____ Dataset extract

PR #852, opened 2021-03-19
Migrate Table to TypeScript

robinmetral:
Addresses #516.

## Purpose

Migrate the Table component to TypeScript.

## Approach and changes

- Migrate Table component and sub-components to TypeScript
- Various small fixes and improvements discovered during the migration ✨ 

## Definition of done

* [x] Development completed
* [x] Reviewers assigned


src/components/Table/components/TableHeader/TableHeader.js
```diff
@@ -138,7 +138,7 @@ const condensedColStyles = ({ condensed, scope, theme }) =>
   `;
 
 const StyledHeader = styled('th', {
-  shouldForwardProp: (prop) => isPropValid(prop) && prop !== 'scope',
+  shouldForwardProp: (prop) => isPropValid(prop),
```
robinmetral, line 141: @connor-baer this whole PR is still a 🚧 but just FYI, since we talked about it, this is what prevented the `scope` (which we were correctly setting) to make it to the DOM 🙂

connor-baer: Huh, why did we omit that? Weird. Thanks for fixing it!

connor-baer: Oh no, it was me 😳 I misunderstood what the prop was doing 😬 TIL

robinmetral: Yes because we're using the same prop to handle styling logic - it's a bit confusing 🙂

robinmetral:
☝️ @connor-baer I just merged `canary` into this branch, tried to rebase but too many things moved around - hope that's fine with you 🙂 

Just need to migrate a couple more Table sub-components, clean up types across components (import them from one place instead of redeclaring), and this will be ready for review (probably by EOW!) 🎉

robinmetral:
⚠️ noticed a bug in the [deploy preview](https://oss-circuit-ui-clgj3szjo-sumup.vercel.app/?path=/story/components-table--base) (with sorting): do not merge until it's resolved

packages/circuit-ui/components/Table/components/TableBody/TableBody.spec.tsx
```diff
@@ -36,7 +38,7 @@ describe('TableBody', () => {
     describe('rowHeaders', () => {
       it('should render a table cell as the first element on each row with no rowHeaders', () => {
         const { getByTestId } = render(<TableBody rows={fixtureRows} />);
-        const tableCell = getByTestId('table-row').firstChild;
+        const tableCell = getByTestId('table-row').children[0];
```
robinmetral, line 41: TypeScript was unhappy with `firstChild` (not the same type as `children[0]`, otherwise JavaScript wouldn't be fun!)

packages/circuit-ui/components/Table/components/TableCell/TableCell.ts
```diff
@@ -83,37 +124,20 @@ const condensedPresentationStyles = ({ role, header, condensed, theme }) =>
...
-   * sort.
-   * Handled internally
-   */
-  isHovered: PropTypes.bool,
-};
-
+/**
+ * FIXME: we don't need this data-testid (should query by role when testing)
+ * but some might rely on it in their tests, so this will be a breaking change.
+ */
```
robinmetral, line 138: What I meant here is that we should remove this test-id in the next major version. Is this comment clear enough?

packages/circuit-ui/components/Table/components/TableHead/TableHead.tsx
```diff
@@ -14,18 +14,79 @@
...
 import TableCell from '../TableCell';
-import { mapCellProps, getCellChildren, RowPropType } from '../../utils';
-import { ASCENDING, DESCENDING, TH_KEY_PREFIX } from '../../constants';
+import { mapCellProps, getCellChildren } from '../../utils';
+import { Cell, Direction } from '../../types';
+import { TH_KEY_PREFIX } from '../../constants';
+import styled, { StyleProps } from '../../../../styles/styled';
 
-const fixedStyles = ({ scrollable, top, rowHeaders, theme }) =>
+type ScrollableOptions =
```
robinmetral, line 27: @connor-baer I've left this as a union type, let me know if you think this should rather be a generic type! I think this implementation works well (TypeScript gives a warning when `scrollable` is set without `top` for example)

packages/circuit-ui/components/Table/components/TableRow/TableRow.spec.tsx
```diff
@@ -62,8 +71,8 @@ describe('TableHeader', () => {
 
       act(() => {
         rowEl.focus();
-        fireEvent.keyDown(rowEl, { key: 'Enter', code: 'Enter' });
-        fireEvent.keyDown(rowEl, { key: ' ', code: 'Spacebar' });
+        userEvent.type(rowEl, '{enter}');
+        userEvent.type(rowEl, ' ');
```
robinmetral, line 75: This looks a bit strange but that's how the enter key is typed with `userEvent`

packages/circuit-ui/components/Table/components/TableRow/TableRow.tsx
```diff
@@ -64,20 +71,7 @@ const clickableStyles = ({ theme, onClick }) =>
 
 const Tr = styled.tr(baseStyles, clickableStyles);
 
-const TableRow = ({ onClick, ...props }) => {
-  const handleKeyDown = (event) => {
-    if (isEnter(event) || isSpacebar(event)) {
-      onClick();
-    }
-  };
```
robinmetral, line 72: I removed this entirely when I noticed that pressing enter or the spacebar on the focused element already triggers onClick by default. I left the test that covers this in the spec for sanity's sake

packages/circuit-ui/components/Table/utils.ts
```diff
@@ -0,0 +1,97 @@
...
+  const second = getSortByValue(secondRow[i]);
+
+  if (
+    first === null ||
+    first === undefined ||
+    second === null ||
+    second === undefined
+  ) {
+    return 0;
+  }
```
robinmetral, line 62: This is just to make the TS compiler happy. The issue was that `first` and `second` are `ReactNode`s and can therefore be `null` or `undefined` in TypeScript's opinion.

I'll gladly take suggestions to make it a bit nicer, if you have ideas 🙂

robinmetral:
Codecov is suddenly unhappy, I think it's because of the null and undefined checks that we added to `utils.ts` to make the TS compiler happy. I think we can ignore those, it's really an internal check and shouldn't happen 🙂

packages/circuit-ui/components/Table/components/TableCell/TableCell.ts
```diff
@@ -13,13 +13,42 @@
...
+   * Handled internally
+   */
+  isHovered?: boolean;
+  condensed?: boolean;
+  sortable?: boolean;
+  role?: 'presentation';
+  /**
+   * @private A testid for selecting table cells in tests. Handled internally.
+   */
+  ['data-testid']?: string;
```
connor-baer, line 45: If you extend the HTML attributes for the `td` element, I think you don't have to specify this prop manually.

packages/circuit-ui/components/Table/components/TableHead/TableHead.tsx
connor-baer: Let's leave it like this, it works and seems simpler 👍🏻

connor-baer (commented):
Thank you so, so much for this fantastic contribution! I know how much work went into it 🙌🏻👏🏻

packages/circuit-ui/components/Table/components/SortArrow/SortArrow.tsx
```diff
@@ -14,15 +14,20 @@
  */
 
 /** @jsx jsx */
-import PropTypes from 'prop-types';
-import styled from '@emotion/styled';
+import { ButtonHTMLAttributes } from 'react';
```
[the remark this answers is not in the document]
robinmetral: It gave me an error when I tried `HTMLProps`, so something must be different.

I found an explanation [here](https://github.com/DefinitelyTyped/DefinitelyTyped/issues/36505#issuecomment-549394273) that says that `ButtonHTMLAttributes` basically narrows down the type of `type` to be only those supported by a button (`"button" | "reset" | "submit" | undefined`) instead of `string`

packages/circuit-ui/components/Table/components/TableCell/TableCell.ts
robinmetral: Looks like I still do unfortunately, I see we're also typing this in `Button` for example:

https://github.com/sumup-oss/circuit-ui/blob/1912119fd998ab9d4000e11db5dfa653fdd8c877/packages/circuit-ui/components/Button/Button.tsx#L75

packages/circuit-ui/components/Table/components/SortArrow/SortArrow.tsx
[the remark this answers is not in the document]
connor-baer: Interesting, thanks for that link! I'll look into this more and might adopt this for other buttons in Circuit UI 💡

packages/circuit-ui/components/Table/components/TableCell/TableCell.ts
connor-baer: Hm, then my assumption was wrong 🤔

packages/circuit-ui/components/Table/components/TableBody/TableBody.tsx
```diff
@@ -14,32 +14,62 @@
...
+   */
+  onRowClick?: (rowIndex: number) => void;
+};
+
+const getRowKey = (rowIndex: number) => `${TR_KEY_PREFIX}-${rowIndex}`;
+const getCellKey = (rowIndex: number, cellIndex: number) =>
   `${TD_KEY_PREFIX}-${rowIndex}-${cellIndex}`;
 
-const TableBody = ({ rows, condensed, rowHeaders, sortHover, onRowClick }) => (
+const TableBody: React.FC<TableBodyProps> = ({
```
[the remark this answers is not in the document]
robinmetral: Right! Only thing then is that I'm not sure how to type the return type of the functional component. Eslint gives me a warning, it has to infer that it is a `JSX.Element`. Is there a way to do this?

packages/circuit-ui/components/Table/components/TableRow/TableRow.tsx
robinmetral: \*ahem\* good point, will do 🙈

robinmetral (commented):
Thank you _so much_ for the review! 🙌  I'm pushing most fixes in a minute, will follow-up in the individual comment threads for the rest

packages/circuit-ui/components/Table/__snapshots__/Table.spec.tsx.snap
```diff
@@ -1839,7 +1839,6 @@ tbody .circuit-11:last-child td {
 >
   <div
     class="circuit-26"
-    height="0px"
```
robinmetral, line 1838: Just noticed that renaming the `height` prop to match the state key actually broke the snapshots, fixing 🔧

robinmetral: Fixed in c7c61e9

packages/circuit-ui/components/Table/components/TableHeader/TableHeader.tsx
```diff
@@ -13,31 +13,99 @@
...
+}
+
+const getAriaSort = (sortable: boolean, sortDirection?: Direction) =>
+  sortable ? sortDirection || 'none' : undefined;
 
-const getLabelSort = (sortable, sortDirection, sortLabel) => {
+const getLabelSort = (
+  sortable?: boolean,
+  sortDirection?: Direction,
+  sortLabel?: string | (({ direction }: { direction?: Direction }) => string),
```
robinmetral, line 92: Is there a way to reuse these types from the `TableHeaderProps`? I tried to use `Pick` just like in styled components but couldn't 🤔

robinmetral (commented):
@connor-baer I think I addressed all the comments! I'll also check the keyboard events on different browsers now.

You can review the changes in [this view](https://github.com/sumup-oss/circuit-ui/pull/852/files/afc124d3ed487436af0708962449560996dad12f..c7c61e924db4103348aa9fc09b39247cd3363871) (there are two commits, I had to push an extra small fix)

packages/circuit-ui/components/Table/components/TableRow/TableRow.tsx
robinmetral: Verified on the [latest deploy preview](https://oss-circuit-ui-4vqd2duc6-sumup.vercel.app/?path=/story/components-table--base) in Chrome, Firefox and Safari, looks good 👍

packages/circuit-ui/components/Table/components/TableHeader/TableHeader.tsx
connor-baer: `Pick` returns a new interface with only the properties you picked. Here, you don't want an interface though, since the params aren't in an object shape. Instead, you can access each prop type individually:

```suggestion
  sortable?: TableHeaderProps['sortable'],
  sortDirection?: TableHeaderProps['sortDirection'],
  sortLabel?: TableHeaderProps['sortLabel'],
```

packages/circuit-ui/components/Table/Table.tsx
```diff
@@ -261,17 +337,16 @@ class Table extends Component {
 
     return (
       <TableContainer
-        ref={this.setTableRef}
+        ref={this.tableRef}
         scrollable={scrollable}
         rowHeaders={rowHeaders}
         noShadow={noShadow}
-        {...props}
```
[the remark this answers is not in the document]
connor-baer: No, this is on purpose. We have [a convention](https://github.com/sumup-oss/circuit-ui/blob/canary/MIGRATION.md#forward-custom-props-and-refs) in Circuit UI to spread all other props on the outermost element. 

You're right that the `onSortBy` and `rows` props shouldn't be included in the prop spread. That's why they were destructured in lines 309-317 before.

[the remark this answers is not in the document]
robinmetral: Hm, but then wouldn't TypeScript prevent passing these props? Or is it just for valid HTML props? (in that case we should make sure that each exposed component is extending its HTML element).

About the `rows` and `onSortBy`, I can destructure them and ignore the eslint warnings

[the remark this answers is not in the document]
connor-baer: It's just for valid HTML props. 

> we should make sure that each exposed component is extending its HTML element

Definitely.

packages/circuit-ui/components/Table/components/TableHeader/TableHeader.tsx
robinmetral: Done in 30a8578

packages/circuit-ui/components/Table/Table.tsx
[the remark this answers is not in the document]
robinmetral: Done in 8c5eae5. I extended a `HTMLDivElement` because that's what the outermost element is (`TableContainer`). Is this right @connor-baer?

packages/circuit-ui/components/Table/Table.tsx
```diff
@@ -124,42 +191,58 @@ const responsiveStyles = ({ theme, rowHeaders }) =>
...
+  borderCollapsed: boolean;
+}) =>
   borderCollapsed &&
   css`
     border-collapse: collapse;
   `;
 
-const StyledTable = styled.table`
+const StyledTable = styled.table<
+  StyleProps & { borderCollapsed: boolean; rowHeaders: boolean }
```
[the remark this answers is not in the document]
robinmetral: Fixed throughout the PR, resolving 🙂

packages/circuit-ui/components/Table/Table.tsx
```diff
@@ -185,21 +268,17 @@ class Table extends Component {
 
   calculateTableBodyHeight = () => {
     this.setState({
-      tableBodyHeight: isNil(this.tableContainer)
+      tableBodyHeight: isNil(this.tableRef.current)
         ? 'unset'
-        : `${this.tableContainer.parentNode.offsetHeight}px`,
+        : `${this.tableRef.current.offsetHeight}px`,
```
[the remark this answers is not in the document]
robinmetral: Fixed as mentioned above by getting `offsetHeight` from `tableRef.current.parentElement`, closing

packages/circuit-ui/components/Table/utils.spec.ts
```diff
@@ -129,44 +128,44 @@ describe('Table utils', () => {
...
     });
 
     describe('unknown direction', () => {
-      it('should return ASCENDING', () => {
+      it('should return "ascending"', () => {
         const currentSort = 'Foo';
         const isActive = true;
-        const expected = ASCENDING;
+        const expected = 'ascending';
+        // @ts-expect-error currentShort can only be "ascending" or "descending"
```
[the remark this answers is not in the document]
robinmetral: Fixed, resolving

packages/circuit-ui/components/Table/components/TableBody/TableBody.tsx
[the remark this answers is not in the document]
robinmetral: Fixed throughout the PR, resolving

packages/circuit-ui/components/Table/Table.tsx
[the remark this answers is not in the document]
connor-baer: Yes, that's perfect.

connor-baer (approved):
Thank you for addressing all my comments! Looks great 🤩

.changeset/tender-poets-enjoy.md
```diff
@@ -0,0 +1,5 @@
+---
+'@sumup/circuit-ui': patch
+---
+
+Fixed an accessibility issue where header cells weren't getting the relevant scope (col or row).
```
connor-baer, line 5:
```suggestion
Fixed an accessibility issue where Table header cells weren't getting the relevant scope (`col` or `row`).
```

________
____ Dataset extract

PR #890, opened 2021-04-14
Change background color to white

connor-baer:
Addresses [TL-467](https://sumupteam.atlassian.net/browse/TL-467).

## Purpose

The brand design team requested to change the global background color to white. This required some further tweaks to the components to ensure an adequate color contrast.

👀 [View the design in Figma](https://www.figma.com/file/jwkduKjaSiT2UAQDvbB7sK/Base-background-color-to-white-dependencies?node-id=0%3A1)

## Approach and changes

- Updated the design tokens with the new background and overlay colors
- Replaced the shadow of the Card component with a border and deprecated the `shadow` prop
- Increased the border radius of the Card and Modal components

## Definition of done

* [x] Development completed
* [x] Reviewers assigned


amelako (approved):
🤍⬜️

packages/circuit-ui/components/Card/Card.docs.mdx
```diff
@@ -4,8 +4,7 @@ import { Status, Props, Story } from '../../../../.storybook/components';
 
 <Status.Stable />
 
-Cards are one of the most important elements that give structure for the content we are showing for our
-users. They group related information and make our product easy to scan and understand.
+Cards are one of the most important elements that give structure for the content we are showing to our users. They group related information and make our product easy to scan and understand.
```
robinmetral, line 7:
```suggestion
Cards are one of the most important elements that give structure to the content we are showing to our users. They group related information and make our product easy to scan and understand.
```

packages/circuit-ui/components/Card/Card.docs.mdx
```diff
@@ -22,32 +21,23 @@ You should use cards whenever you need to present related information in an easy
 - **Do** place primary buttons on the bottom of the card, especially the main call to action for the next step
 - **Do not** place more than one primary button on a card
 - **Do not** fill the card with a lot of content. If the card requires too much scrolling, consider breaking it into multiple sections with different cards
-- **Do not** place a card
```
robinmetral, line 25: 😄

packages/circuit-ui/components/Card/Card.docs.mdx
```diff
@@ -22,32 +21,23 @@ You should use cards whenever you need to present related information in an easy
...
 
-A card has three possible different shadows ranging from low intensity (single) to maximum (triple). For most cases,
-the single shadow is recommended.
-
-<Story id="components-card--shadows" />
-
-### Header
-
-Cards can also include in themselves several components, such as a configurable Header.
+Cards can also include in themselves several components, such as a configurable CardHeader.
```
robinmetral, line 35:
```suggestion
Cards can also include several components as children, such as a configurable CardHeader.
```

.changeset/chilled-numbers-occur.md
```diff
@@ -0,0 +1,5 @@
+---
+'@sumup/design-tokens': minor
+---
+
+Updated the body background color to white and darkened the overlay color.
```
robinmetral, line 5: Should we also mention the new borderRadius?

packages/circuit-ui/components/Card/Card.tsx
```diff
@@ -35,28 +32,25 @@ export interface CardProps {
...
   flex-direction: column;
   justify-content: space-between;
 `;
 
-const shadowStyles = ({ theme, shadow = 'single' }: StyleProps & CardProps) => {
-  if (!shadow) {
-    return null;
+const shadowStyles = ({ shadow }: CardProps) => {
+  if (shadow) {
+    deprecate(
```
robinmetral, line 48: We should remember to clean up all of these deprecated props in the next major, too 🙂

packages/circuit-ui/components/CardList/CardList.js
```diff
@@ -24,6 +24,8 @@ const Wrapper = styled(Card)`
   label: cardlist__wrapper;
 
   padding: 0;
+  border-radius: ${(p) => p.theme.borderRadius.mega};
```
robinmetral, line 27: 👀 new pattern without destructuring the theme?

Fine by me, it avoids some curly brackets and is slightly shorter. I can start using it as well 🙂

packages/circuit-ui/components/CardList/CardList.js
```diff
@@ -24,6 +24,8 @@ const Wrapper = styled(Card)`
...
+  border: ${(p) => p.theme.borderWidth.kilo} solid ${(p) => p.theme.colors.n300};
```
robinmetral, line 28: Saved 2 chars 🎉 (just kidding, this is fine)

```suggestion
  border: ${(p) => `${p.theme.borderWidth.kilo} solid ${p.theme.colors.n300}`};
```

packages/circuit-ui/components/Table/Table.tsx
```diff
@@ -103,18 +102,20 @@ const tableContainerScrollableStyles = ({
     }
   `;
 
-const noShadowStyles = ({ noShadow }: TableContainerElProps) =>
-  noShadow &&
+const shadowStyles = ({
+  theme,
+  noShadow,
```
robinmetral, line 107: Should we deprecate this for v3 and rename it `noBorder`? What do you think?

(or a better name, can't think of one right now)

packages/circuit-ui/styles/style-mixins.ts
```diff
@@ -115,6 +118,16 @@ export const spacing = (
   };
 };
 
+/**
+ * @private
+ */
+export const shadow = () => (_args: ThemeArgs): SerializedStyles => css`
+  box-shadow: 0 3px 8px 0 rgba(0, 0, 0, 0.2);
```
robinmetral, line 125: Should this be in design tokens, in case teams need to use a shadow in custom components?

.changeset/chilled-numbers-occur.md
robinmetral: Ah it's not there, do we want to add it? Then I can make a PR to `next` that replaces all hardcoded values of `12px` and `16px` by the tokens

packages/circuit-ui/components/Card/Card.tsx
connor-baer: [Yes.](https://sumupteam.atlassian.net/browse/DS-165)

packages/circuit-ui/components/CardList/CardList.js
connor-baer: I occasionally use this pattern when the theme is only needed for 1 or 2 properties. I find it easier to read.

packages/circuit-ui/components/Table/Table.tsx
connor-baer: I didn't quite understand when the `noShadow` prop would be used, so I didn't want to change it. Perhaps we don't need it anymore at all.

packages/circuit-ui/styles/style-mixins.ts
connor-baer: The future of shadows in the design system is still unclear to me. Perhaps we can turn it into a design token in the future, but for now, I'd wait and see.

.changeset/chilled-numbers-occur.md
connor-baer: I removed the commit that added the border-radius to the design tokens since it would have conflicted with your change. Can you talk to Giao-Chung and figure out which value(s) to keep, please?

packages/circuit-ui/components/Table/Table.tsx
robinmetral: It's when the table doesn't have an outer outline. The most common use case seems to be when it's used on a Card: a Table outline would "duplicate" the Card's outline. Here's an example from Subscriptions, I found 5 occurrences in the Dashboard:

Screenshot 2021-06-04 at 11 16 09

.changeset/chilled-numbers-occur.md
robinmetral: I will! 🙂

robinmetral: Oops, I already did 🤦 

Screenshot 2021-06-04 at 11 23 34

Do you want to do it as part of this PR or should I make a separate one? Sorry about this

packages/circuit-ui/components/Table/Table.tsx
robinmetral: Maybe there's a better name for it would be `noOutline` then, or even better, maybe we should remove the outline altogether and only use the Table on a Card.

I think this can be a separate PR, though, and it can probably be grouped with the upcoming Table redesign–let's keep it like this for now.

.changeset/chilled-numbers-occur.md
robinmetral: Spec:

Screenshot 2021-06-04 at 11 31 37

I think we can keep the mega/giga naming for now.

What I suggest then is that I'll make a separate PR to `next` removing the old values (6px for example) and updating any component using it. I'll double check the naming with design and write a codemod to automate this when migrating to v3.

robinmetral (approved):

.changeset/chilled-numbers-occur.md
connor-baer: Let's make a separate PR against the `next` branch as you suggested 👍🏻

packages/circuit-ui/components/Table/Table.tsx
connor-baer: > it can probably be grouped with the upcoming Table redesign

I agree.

________

> _Work to complete_
What are the lines of the data above that include the string "getByTestId"? Copy them.

> _Exercise output_
         const { getByTestId } = render(<TableBody rows={fixtureRows} />);
-        const tableCell = getByTestId('table-row').firstChild;
+        const tableCell = getByTestId('table-row').children[0];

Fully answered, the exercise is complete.